Aim of the task: Find the string "link" in the data, then copy every line where it is found.

Stored data:
PR #2041, opened 2021-01-30
Stop omit_empty warnings

kbenoit:
These happened even when the argument was not supplied, because `check_logical()` created a value even when this value was missing.

### DIFF
--- a/man/pattern2list.Rd
+++ b/man/pattern2list.Rd
@@ -25,7 +25,8 @@ exact matching. See \link{valuetype} for details.}
 \item{case_insensitive}{logical; if \code{TRUE}, ignore case when matching a
 \code{pattern} or \link{dictionary} values}
 
-\item{concatenator}{concatenator that join multi-word expression in tokens object}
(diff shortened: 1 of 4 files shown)


man/pattern2list.Rd
```diff
@@ -42,17 +43,18 @@ Function to assign multiple slots to a S4 object
 \code{\link[=pattern2id]{pattern2id()}}
 }
 \keyword{Convert}
+\keyword{Used}
+\keyword{[kwic].}
+\keyword{[tokens_compound],}
+\keyword{[tokens_select],}
```
kbenoit, line 49: This is causing one of the R-CMD-CHECK tests to fail on CI. But it should not be generating these keywords at all. Something is wrong with the Rd here and I think it has to do with the undocumented arguments. I'm not sure why the CRAN tests are not showing that several parameters are undocumented, but I think if you document them, it will fix this, and then the last test will pass.

koheiw (approved):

Expected output:
@@ -25,7 +25,8 @@ exact matching. See \link{valuetype} for details.}
 \code{pattern} or \link{dictionary} values}
 \code{\link[=pattern2id]{pattern2id()}}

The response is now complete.